Not bad prices here.


----------



## GilesM (4 Aug 2009)

I have a pair of Reba Race forks on my hardtail, really good, for relaibility, weight, price and doing what a suspension fork should do, I don't think there is anything to better them.


----------



## trio25 (4 Aug 2009)

Any use?

http://www.merlincycles.co.uk/marzo...-suspension-forks/rockshox-reba-s-l-2009.html


----------



## Cubist (10 Aug 2009)

j_whyte said:


> I don't think i'll be getting the carbon forks because as trio said i'm looking for a suspension upgrade and carbon forks wouldn't be appropriate.
> The reba sl's weight about 1.6kg. I think that would be a good move from the 2.5 the dart 2's weigh.
> The tora was never really an option to me, if i was going to go down the coil sprung route i'd get the magura odur's as they're on a special offer.
> I think i'm kinda decided on the reba's. 100ml travel should be fine shouldn't it?
> ...


Yeah, go for it. I just upgraded to Rebas on my hardtail. 100mm plenty unless you're particularly fashion conscious!!!! 

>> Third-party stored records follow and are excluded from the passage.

PR #3744, opened 2023-06-12
Catch missing classes in WorkerFactory

### LINKED ISSUE #3740: [Crash] nightly build crashes to homescreen instantly
Hi, since this morning Tusky nightly crashes right back to my homescreen when I want to open the app. I see a short blue-gray splashscreen for a few hundred ms, and then the app crashes.

My phone then shows me a warning "An error occurred with Tusky" that prompts me to clear the cache (which doesn't help), and then to wait for an update that has a fix.

If there's any specific logs that could help you track this down, please lmk what exactly you need and I'll supply those!

* * * *
- Tusky Version: 22.0-ac49222d
- Android Version: 12
- Android Device: Galaxy s10e
- Mastodon instance (if applicable): corteximplant.com, not sure it's related.

nikclayton:
When NotificationWorker was moved from `...components.notifications` to `...worker`, installing Tusky with this change doesn't remove any future periodic jobs queued under the old class name.

So when `Class.forName()` is called the old class name is not found, and the exception is thrown.

Handle this the same way `androidx.work.WorkerFactory` does -- catch the exception, log it, and return null.

Fixes #3740

### DIFF
--- a/app/src/main/java/com/keylesspalace/tusky/worker/WorkerFactory.kt
+++ b/app/src/main/java/com/keylesspalace/tusky/worker/WorkerFactory.kt
@@ -18,11 +18,13 @@
 package com.keylesspalace.tusky.worker
 
 import android.content.Context
+import android.util.Log
 import androidx.work.ListenableWorker
 import androidx.work.WorkerFactory
 import androidx.work.WorkerParameters
 import javax.inject.Inject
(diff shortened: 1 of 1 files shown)


nikclayton:
Fixes an active fairly serious crash on Nightly.

connyduck (approved):

Issue #3742, opened 2023-06-12
Some Trending Hashtags are cut-off


foss-:
Follow-up to https://github.com/tuskyapp/Tusky/pull/3149

Some trending hashtags are cut-off. Interestingly, when checking different accounts, a hashtag that shows fine in one account e.g. `#Berlin` may show cut-off in another account.

* * * *
- Tusky Version: 22
- Android Version: 13.0
- Android Device: Xiaomi 10T Lite
- Friendica instance: squeet.me, pirati.ca

No pattern I see, why some hashtags are cut-off or where they are cut-off.

- [x] I searched or browsed the repo’s other issues to ensure this is not a duplicate.

<img src="https://github.com/tuskyapp/Tusky/assets/5708172/10fe5f60-e696-459f-ba6f-88f0e600f880" width="300">

PR #3745, opened 2023-06-12
fix trending tags being cut off

connyduck:
closes https://github.com/tuskyapp/Tusky/issues/3742


Tak (approved):

nikclayton (changes requested):
There's a landscape layout file that needs the same changes too.

nikclayton (approved):

PR #3747, opened 2023-06-13
Handle status edit histories with < 2 entries

### LINKED ISSUE #3743: App crashes upon trying to view edit history
Trying to view the edit history of [this post](https://spore.social/@tamarasiuda/110522895217050705) results in a crash.
Edit history is available when viewing on OP instance, but not when viewing remotely (see screenshot) which I assume is the source of the crash.
Screenshot_20230612-190544_Firefox

* * * *
- Tusky Version: 22.0
- Android Version: 12
- Android Device: Samsung Galaxy A12 
- Mastodon instance (if applicable): spore.social (posted), multiple (viewing)

nikclayton:
This can happen if the edit history has not been propogated to the user's server.

Try and fetch the edit history from the original poster's server. This may succeed (if the status was public). If it doesn't then show a specific error message.

Fixes #3743

### DIFF
--- a/app/src/main/java/com/keylesspalace/tusky/components/viewthread/edits/ViewEditsFragment.kt
+++ b/app/src/main/java/com/keylesspalace/tusky/components/viewthread/edits/ViewEditsFragment.kt
@@ -72,9 +72,6 @@ class ViewEditsFragment :
 
     private lateinit var statusId: String
 
-    /** The status's URL on the original server */
-    private var url: String? = null
-
     override fun onViewCreated(view: View, savedInstanceState: Bundle?) {
         requireActivity().addMenuProvider(this, viewLifecycleOwner, Lifecycle.State.RESUMED)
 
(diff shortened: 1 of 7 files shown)


connyduck:
I'm very much against doing calls to instances other than the one the user logged in with.

- It breaks privacy. As a user I would definitely not approve my client to leak my IP address to foreign instances. Also we would have to change our [privacy policy](https://tusky.app/privacy-policy/).
- Malicious instances could probably exploit this somehow e.g. by making Tusky load 1000s of images.
- It only works with public posts on Mastodon Api compatible servers, but there are others
- Opens the door for other calls to foreign instances, and that is complexity I would very much like to keep out of our code

app/src/main/java/com/keylesspalace/tusky/components/viewthread/edits/ViewEditsFragment.kt
```diff
@@ -86,6 +86,7 @@ class ViewEditsFragment :
         (binding.recyclerView.itemAnimator as SimpleItemAnimator).supportsChangeAnimations = false
 
         statusId = requireArguments().getString(STATUS_ID_EXTRA)!!
+
```
nikclayton, line 89:
```suggestion
```

nikclayton:
OK. Updated to remove that feature and be more specific in the error message.

connyduck (approved):

PR #3751, opened 2023-06-14
Default to hiding filtered statuses

### LINKED ISSUE #3746: About the new handling of filters in v22
I'm really disappointed to see that Tusky has started aping Mastodon's approach to filtered toots, where a disruptive message  in your timeline asks if maybe you want to see the message anyway. I assume most people don't since they actively filtered a term to begin with.

Until the latest version, filtered toots just... didn't show. Perfection. Now, to avoid the annoying "SHOW ANYWAY" flags, I am expected to edit each of my filters and select "hide completely" to switch back to the former default.

Now, I have a lot of filters, between 20 and 70 on each of my four accounts. Did it occur to the developers that a) changing the default display settings for terms *that users already opted out of* was a bad idea, and b) maybe it shouldn't be up to users to revert your brain fart on a granular, per filter level?

**Tl;dr**
1. Change the default display setting for filtered toots back to "hide completely".
2. Allow users to change display settings for all filters rather than for individual terms.

* * * *
- Tusky Version: 22

nikclayton:
Tusky v21 and before didn't support the warn/hide distinction in filters, so everything was hidden.

Tusky v22.0 does, but since the default is "warn" for filters this means that they are now seeing warnings for content they've filtered, and the warnings include the very text they're trying to avoid.

Fix this by adding a new account-level preference that overrides the filter action for all their filters. Values are either NONE (use the filter's action), WARN (ignore the filter's action, show a warning), and HIDE (ignore the filter's action, hide the status).

The default value for the preference is HIDE, to match the v21.0 behaviour.

Fixes #3746

### DIFF
--- a/app/schemas/com.keylesspalace.tusky.db.AppDatabase/52.json
+++ b/app/schemas/com.keylesspalace.tusky.db.AppDatabase/52.json
@@ -1,0 +1,1009 @@
+{
+  "formatVersion": 1,
+  "database": {
+    "version": 52,
+    "identityHash": "ab31230e96647bd0476290b31bd8c956",
+    "entities": [
+      {
+        "tableName": "DraftEntity",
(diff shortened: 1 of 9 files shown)


nikclayton:
Note that this is a merge in to **main**.

Given the disruptive nature of the issue -- specifically, users are seeing content that they have very unambiguously said they didn't want to see, and that previous versions of Tusky did not show them -- my plan is, once this is approved, to:

1. Merge to `main`
2. Prep and release 22.1 with just this fix in it
3. Merge this back in to `develop`

Play Console suggests that (a) ~ 44% of users haven't updated to 22.0 yet, so this would benefit them, and (b) there appears to be no way to pause the v22.0 rollout.

nikclayton:
Here's what the new preference looks like:



After users have had a couple of releases to update their filter settings this can be removed (in say, v24).

connyduck:
see #3746

PR #3760, opened 2023-06-18
Show notifications from workers

### LINKED ISSUE #3754: Possible "pull" notification regression
With this (?) I get a regression for the notification worker (pull requests):

```
java.lang.IllegalStateException: Expedited WorkRequests require a Worker to provide an implementation for `getForegroundInfo()`
```

This is only visible in Logcat but prohibits notifications.

At the moment I cannot easily fix it (either by disabling the OneTimeWorkRequest or trying to move the NotificationWorker to a CoroutineWorker).

_Originally posted by @Lakoja in https://github.com/tuskyapp/Tusky/issues/3649#issuecomment-1594285314_

nikclayton:
Fix a crash where workers, in some conditions, should show a notification, but didn't.

These new notifications are sent to a dedicated channel with no importance.

Convert `NotificationWorker` to a `CoroutineWorker` and remove its use of `runBlocking`.

Fixes #3754

### DIFF
--- a/app/src/main/java/com/keylesspalace/tusky/components/notifications/NotificationHelper.java
+++ b/app/src/main/java/com/keylesspalace/tusky/components/notifications/NotificationHelper.java
@@ -37,6 +37,7 @@ import android.util.Log;
 
 import androidx.annotation.NonNull;
 import androidx.annotation.Nullable;
+import androidx.annotation.StringRes;
 import androidx.core.app.NotificationCompat;
 import androidx.core.app.RemoteInput;
 import androidx.core.app.TaskStackBuilder;
@@ -77,7 +78,12 @@ import java.util.concurrent.TimeUnit;
 
 public class NotificationHelper {
 
-    private static int notificationId = 0;
+    /** ID of notification shown when fetching notifications */
+    public static final int NOTIFICATION_ID_FETCH_NOTIFICATION = 0;
+    /** ID of notification shown when pruning the cache */
+    public static final int NOTIFICATION_ID_PRUNE_CACHE = 1;
+    /** Dynamic notification IDs start here */
+    private static int notificationId = NOTIFICATION_ID_PRUNE_CACHE + 1;
 
     /**
      * constants used in Intents
@@ -121,6 +127,7 @@ public class NotificationHelper {
     public static final String CHANNEL_SIGN_UP = "CHANNEL_SIGN_UP";
     public static final String CHANNEL_UPDATES = "CHANNEL_UPDATES";
     public static final String CHANNEL_REPORT = "CHANNEL_REPORT";
+    public static final String CHANNEL_LISTENABLE_WORKER = "CHANNEL_LISTENABLE_WORKER";
 
     /**
      * WorkManager Tag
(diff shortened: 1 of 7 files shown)


nikclayton:
Might need a bit more work -- experimenting on an API 30 emulator, sometimes the "Fetching notifications..." notification is cancelled, sometimes it's not. Not sure why yet...

Lakoja:
> Might need a bit more work -- experimenting on an API 30 emulator, sometimes the "Fetching notifications..." notification is cancelled, sometimes it's not. Not sure why yet...

Works ok in my tests for the moment.

However I was wondering (also earlier) about the `Thread.sleep` in the code. Shouldn't that be a `delay`?

nikclayton:
> However I was wondering (also earlier) about the `Thread.sleep` in the code. Shouldn't that be a `delay`?

Yep, good catch. Fixed.

app/src/main/java/com/keylesspalace/tusky/worker/NotificationWorker.kt
```diff
@@ -17,27 +17,36 @@
...
-    override fun doWork(): Result {
+) : CoroutineWorker(appContext, params) {
+    val notification: Notification = NotificationHelper.createWorkerNotification(applicationContext, R.string.notification_notification_worker)
+
+    override suspend fun doWork(): Result {
         notificationsFetcher.fetchAndShow()
         return Result.success()
     }
 
+    override suspend fun getForegroundInfo() = ForegroundInfo(NOTIFICATION_ID_FETCH_NOTIFICATION, notification)
```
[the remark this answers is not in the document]
nikclayton: It works on Android 12 because `getForegroundInfo()` isn't called on Android 12, there `getForegroundInfoAsync()` is called instead, https://developer.android.com/reference/kotlin/androidx/work/CoroutineWorker#getForegroundInfo()

app/src/main/java/com/keylesspalace/tusky/components/notifications/NotificationHelper.java
```diff
@@ -121,6 +127,7 @@ public class NotificationHelper {
     public static final String CHANNEL_SIGN_UP = "CHANNEL_SIGN_UP";
     public static final String CHANNEL_UPDATES = "CHANNEL_UPDATES";
     public static final String CHANNEL_REPORT = "CHANNEL_REPORT";
+    public static final String CHANNEL_LISTENABLE_WORKER = "CHANNEL_LISTENABLE_WORKER";
```
Lakoja, line 130: CHANNEL_BACKGROUND_TASKS ? (listenable sound quite technical/specific)

Lakoja (approved):

app/src/main/java/com/keylesspalace/tusky/worker/PruneCacheWorker.kt
```diff
@@ -41,6 +48,8 @@ class PruneCacheWorker(
         return Result.success()
     }
 
+    override suspend fun getForegroundInfo() = ForegroundInfo(NOTIFICATION_ID_PRUNE_CACHE, notification)
```
connyduck, line 51: Why here as well? This one is not expedited?

app/src/main/java/com/keylesspalace/tusky/components/notifications/NotificationHelper.java
connyduck: agree

app/src/main/java/com/keylesspalace/tusky/worker/PruneCacheWorker.kt
nikclayton: Belt and braces. If future code launches this as an expedited worker it won't work without this.

But the failure will be effectively silent (there's no user notification that it happened), and unless you're (a) checking the logs when it happens, or (b) notice that the database is growing without bounds, it won't be noticed.

connyduck: ok

app/src/main/java/com/keylesspalace/tusky/components/notifications/NotificationHelper.java
nikclayton: Done.

connyduck (approved):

They are very tuneable, I already had a poploc fitted for the old Toras (guess which little Cubester decided he needed them on hs bike!) and are very light. They track well, are well damped and have an airgate blowout for when you've got them locked and hit a surprise bump. I saw them for sale at some York based outlet for about £250


----------